William H. Grier (1926-2015)

William H. Grier, ca. 1968
Courtesy Smithsonian Institute (SIA2008-2103)

William H. Grier was a psychiatrist who published the groundbreaking book, Black Rage, along with fellow psychiatrist Price M. Cobbs in 1968. Published in the aftermath of the assassination of Rev. Dr. Martin Luther King, Jr. and subsequent outburst of race riots, the book sought to explain the cause of black anger as the psychological consequence of racism and white oppression. Because of its timely publication and its then-novel idea of analyzing the “Negro Problem” not by treating African Americans as an undifferentiated mass but through psychoanalysis, the book received critical acclaim. It became a public phenomenon and lead to an ABC TV special in 1969 titled “To Be Black.”

Grier was born in Birmingham, Alabama in 1926 as the only son of a postal worker. When William was 12, his father lost his post office job due to racial discrimination. As a result, the family moved in with relatives in Detroit, Michigan. Grier enrolled at Howard University in Washington, D.C. at the age of 16 and received his M.D. at the University of Michigan in 1948 when he was 26.

Dr. Grier served in the Korean War, rising to the rank of captain but contracted polio, which left him with a permanent limp. After a brief stint back in Michigan running his own practice, Grier was hired in the mid-1960s to run San Francisco, California’s Child Psychiatric Clinic, where he met Dr. Cobbs. As the only two black psychiatrists in the city at the time, they two formed a bond and created a clinic together. Noticing in their black patients a self-image, family structure, and worldview distorted by the weight of white oppression, Grier and Cobbs set out to conduct a study of the black experience, which was eventually published as Black Rage, a landmark book that transformed the national conversation on race and validated psychotherapy in the black community.

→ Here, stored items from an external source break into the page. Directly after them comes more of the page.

PR #543, opened 2022-09-20
534 automerger fuzzy match

### LINKED ISSUE #534: Add title fuzzy match requirement to AI-Pure automerger
The `auto_merge` method in DuplicatePublicationGroup should query the group with the same fuzzy title matching logic as the grouping method to check if the two publications in the group match.  If so, allow the merge.  Otherwise, do not merge.

Should be done before #531

Smullz622:
Added 60% fuzzy title match to AI-Pure auto merger
fixed existing tests that were giving false positives
fixes #534


ajkiessl (approved):
LGTM!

As Cobbs described in his 2006 memoir, Grier “understood clearly the psychological burden of a people who had been pushed to the outside, forced to stay there, and given very little room for moving from that exiled state of being.” He worked to describe the “exposed nerves, violently suppressed anger, teeth-grinding frustration, and outrage on the part of black people from every level of society.” Though Black Rage received mostly positive reviews, there was criticism about the lack of documentation and citation in the book, to which Grier and Cobbs responded that it was a deliberate effort in order to involve the reader, noting that “no social revolution is brought about by footnotes.”

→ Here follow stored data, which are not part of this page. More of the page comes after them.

PR #805, opened 2023-08-29
Cleanup secondary titles

ajkiessl:
Removes rake task that no longer works.  Adds SubtitleCleanupService to remove secondary titles from pubs if it is contained in the title.  Rake task and test for this.  Removes secondary title check in DoiVerificationService

### DIFF
--- a/app/services/doi_verification_service.rb
+++ b/app/services/doi_verification_service.rb
@@ -10,7 +10,7 @@ class DOIVerificationService
   end
 
   def verify
-    pub_title = publication.matchable_title + publication.matchable_secondary_title
+    pub_title = publication.matchable_title
     unpaywall_title = UnpaywallClient.query_unpaywall(publication).matchable_title
     publication.doi_verified = compare_title(pub_title, unpaywall_title)
     publication.save!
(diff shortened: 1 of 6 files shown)


ajkiessl:
Niftany and tests are passing locally, at least.  Still working on getting CI working.

EricDurante:
Does anything about [this](https://github.com/psu-libraries/researcher-metadata/blob/f6cdc0c38d797b608dd5b41c18e1934402aad643/app/models/publication_merge_on_matching_policy.rb#L64) need to change? I have no idea - just asking to make sure that nothing gets accidentally overlooked.

ajkiessl:
> Does anything about [this](https://github.com/psu-libraries/researcher-metadata/blob/f6cdc0c38d797b608dd5b41c18e1934402aad643/app/models/publication_merge_on_matching_policy.rb#L64) need to change? I have no idea - just asking to make sure that nothing gets accidentally overlooked.

Good catch.  Yeah, this probably should be changed sooner rather than later.  I will add it to this PR.  Since the Pure imports are fixed to put the subtitle in the title, and the script in this PR will clean up the remaining issues with subtitles, we don't really need this anymore.  In fact, it could cause issues given how much deduplication is happening now.

ajkiessl:
@EricDurante This is done and ready for review whenever you get a chance.

EricDurante (approved):
I'm not close enough to the details about the data here to judge the correctness of the behavior, but the code looks good to me.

The two teamed up once more in 1971 to publish The Jesus Bag, an examination of the relationship between African Americans and Christianity. The book was not a commercial success, but Grier maintained for the rest of his life an intense interest in race relations.

William H. Grier passed away in hospice care in Carlsbad, California at age 89 in 2015. He is survived by several children including comedian David Alan Grier of “In Living Color” fame.